Grunge would be cool but probably not readable. Thanks for the input!


----------



## badappleapparel (Sep 2, 2007)

It works O.K. you just don't want too much detail in the stamp. Or do what I did, make the brand stamp a little larger. Did that by mistake.


----------



## Skinbus (Jul 2, 2007)

badappleapparel said:


> It works O.K. you just don't want too much detail in the stamp. Or do what I did, make the brand stamp a little larger. Did that by mistake.

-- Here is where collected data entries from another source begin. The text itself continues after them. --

PR #1439, opened 2023-08-15
Start removing support for Swift < 5.6.

thomasvl:
NOTE: Swift 5.7 seems to be when `Data` got marked as `Sendable`, as a result
things still have to be marked as `@unchecked Sendable` until 5.7 (or later) is
the minimum supported version.

- Remove older Package@*.swift files.
- Update core library code to remove conditionals.


thomasvl:
I'll do the OneOf changes generator changes after this, figured I'd make sure I had everything right with the `@unchecked` first in something a little smaller.

FranzBusch (commented):
Can we enable strict concurrency checking in the CI as well with this

```
            swiftSettings: [
                .enableExperimentalFeature("StrictConcurrency=complete"),
            ]
```

We should also make sure `warnings-as-error` is enabled (probably is just double checking)

FranzBusch (approved):

thomasvl:
> Can we enable strict concurrency checking in the CI as well with this
>
> ```
>             swiftSettings: [
>                 .enableExperimentalFeature("StrictConcurrency=complete"),
>             ]
> ```

Done.

@FranzBusch please take another look.

thomasvl:
> We should pass it to swift test in our CI invocation. We do this for all our NIO repos

Ok, I think I've got this wired up now.

FranzBusch (approved):
Nice! Thanks

PR #1440, opened 2023-08-16
Add `Sendable` to more places that folks might want it.

thomasvl:
The covers all places with the TODO comments from the first Sendable work.

Also ensure all the Decoding/Encoding Options types are marked Sendable.


thomasvl:
I've dropped some of the attempts at making some of the extension related parts `Sendable` as the `Data` issue wasn't making it hard to sort out some of the issues.

allevato (approved):

PR #1443, opened 2023-08-18
Fix docs errors (1.x branch)

thomasvl:
There were noticed in https://github.com/apple/swift-protobuf/pull/1434#issuecomment-1674608422.

### DIFF
--- a/Sources/SwiftProtobuf/BinaryDelimited.swift
+++ b/Sources/SwiftProtobuf/BinaryDelimited.swift
@@ -141,7 +141,7 @@ public enum BinaryDelimited {
   ///     extensions in this message or messages nested within this message's
   ///     fields.
   ///   - partial: If `false` (the default), this method will check
-  ///     `Message.isInitialized` before decoding to verify that all required
+  ///     `Message.isInitialized` after decoding to verify that all required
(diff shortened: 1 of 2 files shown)


Sources/SwiftProtobuf/BinaryDelimited.swift
```diff
@@ -99,9 +99,9 @@ public enum BinaryDelimited {
   ///     extensions in this message or messages nested within this message's
   ///     fields.
   ///   - partial: If `false` (the default), this method will check
-  ///     `Message.isInitialized` before encoding to verify that all required
+  ///     `Message.isInitialized` after decoding to verify that all required
```
allevato, line 102: You changed this one to "after decoding", but the others below just changed "decoding" so they're "before decoding". Should those also be "after"?

thomasvl: Ugh, just created #1445 to hopefully get more things correct on `main`, once that lands I'll cherry-pick that into this.

thomasvl: Second cherry-pick added.

allevato (approved):

PR #90, opened 2021-05-01
revise docs for remaining errors or unclear language

slwu89:
this PR clears up remaining minor issues with the documentation and vignettes for clarity. Also, the simulation loop graphic from the JOSS manuscript is now included in the API vignette.


vignettes/API.Rmd
```diff
@@ -49,15 +49,15 @@ There are 3 types of variable objects: `individual::CategoricalVariable` for dis
...
+Most epidemiological models will *require* use of categorical variables to define state, for example, the Susceptible, Infectious, and Recovered classes in the classic [SIR model](https://en.wikipedia.org/wiki/Compartmental_models_in_epidemiology#The_SIR_model). In general, for compartmental models, each set of compartments which describes an aspect of an individual should be mapped to a single `individual::CategoricalVariable`. For example, an SIR model which also classified individuals as belonging to high and low risk groups could be represented with two categorical variable objects.
```
giovannic, line 52:
```suggestion
Most epidemiological models will *require* use of categorical variables to define state, for example, the Susceptible, Infectious, and Recovered classes in the classic [SIR model](https://en.wikipedia.org/wiki/Compartmental_models_in_epidemiology#The_SIR_model). In general, for compartmental models, each set of compartments which describes an aspect of an individual should be mapped to a single `individual::CategoricalVariable`. For example, a model which classifies individuals as in an SIR state _and_ in a high or low risk groups could be represented with two categorical variable objects
```

giovannic (approved):

PR #92, opened 2021-05-13
add method to Bitset to check existence of elements

slwu89:
For some of the causal estimation work, it was useful to be able to pass a integer vector of elements to a bitset and check if their bits were set, returning a logical vector. This PR adds a method `IterableBitset::exists_safe` which calls `IterableBitset::exists` if the requested element is in range, a function `bitset_sample_vector` in bitset.cpp to be called from R, and a method to the R6 object. A simple test is included.

I'm not sure why some number of man/*.Rd files are marked as being changed, but they should be referencing the most recent roxygen documentation from the dev branch.


src/utils.h
```diff
@@ -16,4 +16,10 @@ inline void decrement(std::vector<size_t>& x) {
     }
 }
 
+inline void decrement(Rcpp::IntegerVector& x) {
+    for (auto i = 0u; i < x.size(); ++i) {
+        --x[i];
+    }
+}
+
```
giovannic, line 24: Don't we have this somewhere already?

inst/include/IterableBitset.h
```diff
@@ -390,6 +391,16 @@ inline void IterableBitset<A>::insert_safe(size_t v) {
     insert(v);
 }
 
+//' @title exists_safe
+//' @description check if an element exists
+template<class A>
+inline bool IterableBitset<A>::exists_safe(size_t v) {
```
giovannic, line 397: Exists is already safe. It uses `.at`. Perhaps it's best to catch the C++ error in R and replay your nicer error.

R/bitset.R
```diff
@@ -43,7 +43,15 @@ Bitset <- R6::R6Class(
       self
     },
 
-    #' @description get the number of elements in the set
+    #' @description check if elements are in the Bitset 
+    #' @param v an integer vector of elements to check. If an element of \code{v} is 
+    #' outside the maximum size of the Bitset this is considered an error.
+    #' @return a logical vector the same length as \code{v}
+    exists = function(v) {
```
giovannic, line 50: I'm not sure of the use case for the logical vector.

But it feels neater to have a `to_logical` method.

And then if you really want, you can have:

```r
 exists = function(v) Bitset$new(self$max_size)$insert(v)$and(self)$to_logical()
```

R/bitset.R
```diff
@@ -43,7 +43,15 @@ Bitset <- R6::R6Class(
...
+      bitset_exists_vector(b = self$.bitset, v = as.integer(v))
```
giovannic, line 51: As mentioned below. You could have a tryCatch here.

src/utils.h
giovannic: Oh, it's right above!

giovannic (changes requested):
Hey,

So it would be cool to understand the use case for returning the logical vector.

Also it seems there's a messy git history here. Would it be possible to introduce this as 1 commit from dev? There seem to be 37 commits from a bunch of other familiar branches. It could get confusing.

Other comments inline.

Thanks!

slwu89:
> Hey,
> 
> So it would be cool to understand the use case for returning the logical vector.
> 
> Also it seems there's a messy git history here. Would it be possible to introduce this as 1 commit from dev? There seem to be 37 commits from a bunch of other familiar branches. It could get confusing.
> 
> Other comments inline.
> 
> Thanks!

Yeah it is super messy ugh. Not sure how I got to that point. Actually @giovannic I'll close this PR without merging and clean it up on my end. The overload of `decrement` for Rcpp::IntegerVector input also snuck in.

The use case is that I have another package linking to individual and a network package and needed to be able to check if bits were set. You know now that I think about it, the only actual thing I would need to make that work is for `IterableBitset::exists` to be a public method; what's your opinion on that change? If that's ok, then we can just ignore this PR and I can get on in my other repo.

giovannic:
> the only actual thing I would need to make that work is for IterableBitset::exists to be a public method; what's your opinion on that change?

Of course. lmk. I imagine that could get quite costly if you have to call it several times though.

It'd be easier to review in the context of the network algorithm.

> The overload of decrement for Rcpp::IntegerVector

Oh I seeee

> If that's ok, then we can just ignore this PR and I can get on in my other repo.

Sounds good

slwu89:
> Of course. lmk. I imagine that could get quite costly if you have to call it several times though.
> 
> It'd be easier to review in the context of the network algorithm.

The place I used it is here; basically for each infectious person, we find their contacts, then check which ones are susceptible, add to a vector counting infectious contacts. https://github.com/slwu89/individual/blob/feat/network/src/network.cpp#L50

Of course maybe it would just be better to add all infectious contacts to that vector regardless of the status of the recipient and then subset it with the bitset for susceptible persons. Programming Is Fun.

They say it's sometimes better to be lucky than good. Thanks!


----------



## Egotistic (Aug 28, 2010)

any pics of this stamp method used?


----------



## Mizpac76 (Jan 27, 2011)

I know this is a late response ... Monday, IAMTHETREND posted a review on Lincoln Supply Co Tees who use this method for a vintage look. Check out the video near the bottom of the article! Lincoln Supply Co. Tees Vintage Tees | I Am The Trend


----------



## On a Mission (Apr 6, 2011)

Mizpac76 said:


> I know this is a late response ... Monday, IAMTHETREND posted a review on Lincoln Supply Co Tees who use this method for a vintage look. Check out the video near the bottom of the article! Lincoln Supply Co. Tees Vintage Tees | I Am The Trend


Yeah I saw this too! I went straight to http://www.silkscreeningsupplies.com/ and asked a rep what this was called and she said it is called Pad printing. However, when I googled it I only found large machines not stamps . The Lincoln Supply stamps work perfect for what I want to do. I NEED ONE! Where can we get them made? lol


----------



## splathead (Dec 4, 2005)

On a Mission said:


> I NEED ONE! Where can we get them made? lol


Office Depot, Staples, local office supply store, google search: rubber stamps.


----------



## hiGH (Jan 25, 2007)

Very interesting. I'm going to look into this.


----------



## dptk (Aug 14, 2009)

I've seen Adidas shirts with tags done by pad printing


----------



## hiGH (Jan 25, 2007)

I wonder what ink is used.


----------



## lben (Jun 3, 2008)

Pad printers do have special ink available that will work on cloth. You can get an entire pad printing set up for less than $2,000. Or you could just buy a rubber stamp and use the pad print ink.


----------



## aplusbowling (Dec 6, 2007)

What type of ink would you use with the rubber stamp? Dye? Pigment? Indelible Dye?


----------



## splathead (Dec 4, 2005)

aplusbowling said:


> What type of ink would you use with the rubber stamp? Dye? Pigment? Indelible Dye?


Just about anything you can think of; waterbased or plastisol ink, regular rubber stamp ink; any other type of waterproof ink.

I've even seen waterproofed fountain pen ink used. If you've ever accidentally left a pen in your clothes and put them in the washing machine, you know the ink on the garment will last forever!


----------